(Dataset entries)

**********

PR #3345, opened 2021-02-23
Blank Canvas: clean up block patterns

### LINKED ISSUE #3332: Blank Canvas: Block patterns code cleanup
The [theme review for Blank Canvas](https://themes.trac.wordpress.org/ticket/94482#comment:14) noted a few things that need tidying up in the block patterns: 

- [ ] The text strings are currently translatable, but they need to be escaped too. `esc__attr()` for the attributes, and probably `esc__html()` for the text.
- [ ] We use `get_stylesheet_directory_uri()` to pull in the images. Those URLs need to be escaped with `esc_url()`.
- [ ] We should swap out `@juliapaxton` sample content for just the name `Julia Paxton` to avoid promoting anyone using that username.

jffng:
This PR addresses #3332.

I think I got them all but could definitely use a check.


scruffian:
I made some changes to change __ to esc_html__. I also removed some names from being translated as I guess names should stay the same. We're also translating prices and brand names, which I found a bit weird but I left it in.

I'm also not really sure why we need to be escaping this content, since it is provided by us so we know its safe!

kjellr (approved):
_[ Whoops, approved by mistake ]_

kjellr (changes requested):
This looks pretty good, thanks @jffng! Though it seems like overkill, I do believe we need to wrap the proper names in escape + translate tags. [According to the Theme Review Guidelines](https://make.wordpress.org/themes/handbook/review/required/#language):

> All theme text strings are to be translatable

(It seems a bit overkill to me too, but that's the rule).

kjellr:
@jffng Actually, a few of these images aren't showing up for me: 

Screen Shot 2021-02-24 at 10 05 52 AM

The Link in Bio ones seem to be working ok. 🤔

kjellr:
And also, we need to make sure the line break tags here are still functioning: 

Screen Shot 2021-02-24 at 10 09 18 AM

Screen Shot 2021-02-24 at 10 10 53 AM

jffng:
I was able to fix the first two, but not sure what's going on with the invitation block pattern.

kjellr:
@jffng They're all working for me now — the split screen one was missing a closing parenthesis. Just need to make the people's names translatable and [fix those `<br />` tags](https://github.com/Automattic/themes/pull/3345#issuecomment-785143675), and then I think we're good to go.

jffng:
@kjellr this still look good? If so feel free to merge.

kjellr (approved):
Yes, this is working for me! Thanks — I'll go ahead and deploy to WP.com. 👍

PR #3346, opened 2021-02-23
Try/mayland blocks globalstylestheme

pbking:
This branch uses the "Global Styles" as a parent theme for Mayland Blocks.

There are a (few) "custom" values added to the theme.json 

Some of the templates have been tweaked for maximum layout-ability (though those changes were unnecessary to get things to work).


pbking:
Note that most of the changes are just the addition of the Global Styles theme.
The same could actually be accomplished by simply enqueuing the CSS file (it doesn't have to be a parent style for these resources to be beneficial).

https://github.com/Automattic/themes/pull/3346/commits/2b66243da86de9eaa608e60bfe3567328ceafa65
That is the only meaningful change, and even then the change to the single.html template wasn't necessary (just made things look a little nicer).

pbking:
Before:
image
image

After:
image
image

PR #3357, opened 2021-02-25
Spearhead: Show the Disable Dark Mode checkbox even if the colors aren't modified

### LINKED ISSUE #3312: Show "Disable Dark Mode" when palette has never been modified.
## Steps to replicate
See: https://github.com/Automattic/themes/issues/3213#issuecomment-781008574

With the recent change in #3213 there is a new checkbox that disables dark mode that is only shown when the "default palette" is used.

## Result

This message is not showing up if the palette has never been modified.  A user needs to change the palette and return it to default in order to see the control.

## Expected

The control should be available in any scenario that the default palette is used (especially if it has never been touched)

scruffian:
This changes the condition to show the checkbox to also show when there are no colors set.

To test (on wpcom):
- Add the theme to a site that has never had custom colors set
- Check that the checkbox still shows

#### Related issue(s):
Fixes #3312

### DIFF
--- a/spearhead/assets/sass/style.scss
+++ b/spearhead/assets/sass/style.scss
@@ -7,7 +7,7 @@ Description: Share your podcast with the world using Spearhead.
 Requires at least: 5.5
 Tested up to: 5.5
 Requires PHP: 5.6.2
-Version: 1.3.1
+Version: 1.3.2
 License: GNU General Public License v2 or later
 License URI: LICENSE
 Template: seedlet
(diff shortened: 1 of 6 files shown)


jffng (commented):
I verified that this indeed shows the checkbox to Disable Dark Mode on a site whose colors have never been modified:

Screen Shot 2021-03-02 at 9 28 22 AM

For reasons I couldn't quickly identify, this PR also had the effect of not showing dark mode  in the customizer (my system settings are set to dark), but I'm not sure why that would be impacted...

**********

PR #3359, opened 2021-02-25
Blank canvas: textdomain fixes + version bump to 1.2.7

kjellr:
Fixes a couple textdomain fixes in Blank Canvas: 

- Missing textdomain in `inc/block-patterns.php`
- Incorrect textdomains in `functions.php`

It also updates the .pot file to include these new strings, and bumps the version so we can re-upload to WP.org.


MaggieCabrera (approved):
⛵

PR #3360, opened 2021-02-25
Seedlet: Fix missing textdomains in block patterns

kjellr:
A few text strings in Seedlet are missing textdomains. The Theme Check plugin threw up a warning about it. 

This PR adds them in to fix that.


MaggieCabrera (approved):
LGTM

**********

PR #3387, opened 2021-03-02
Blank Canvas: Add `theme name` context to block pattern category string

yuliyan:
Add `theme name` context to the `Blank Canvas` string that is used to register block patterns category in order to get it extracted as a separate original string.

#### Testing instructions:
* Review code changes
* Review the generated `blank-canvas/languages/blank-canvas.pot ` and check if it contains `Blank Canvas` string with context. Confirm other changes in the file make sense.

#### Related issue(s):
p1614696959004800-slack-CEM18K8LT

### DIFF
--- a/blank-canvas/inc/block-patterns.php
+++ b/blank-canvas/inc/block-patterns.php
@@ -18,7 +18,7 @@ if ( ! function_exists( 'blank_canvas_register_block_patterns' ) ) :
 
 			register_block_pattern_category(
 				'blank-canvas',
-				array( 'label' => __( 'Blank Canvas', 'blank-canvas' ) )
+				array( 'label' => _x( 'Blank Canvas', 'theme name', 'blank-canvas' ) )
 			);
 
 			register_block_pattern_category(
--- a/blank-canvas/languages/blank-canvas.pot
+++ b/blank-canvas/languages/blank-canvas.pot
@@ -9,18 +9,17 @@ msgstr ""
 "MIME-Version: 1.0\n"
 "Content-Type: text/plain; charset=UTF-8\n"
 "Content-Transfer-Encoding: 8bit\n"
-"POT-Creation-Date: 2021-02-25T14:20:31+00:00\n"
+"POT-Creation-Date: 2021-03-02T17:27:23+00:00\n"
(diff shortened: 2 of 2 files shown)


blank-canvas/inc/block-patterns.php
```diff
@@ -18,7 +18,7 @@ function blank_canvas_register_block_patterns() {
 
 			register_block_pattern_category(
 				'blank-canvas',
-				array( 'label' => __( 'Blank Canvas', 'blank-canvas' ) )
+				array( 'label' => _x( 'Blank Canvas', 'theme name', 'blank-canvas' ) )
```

**********

Task instructions
Scan the data for lines containing "when" and copy all of them.

Written response
### LINKED ISSUE #3312: Show "Disable Dark Mode" when palette has never been modified.
With the recent change in #3213 there is a new checkbox that disables dark mode that is only shown when the "default palette" is used.
This changes the condition to show the checkbox to also show when there are no colors set.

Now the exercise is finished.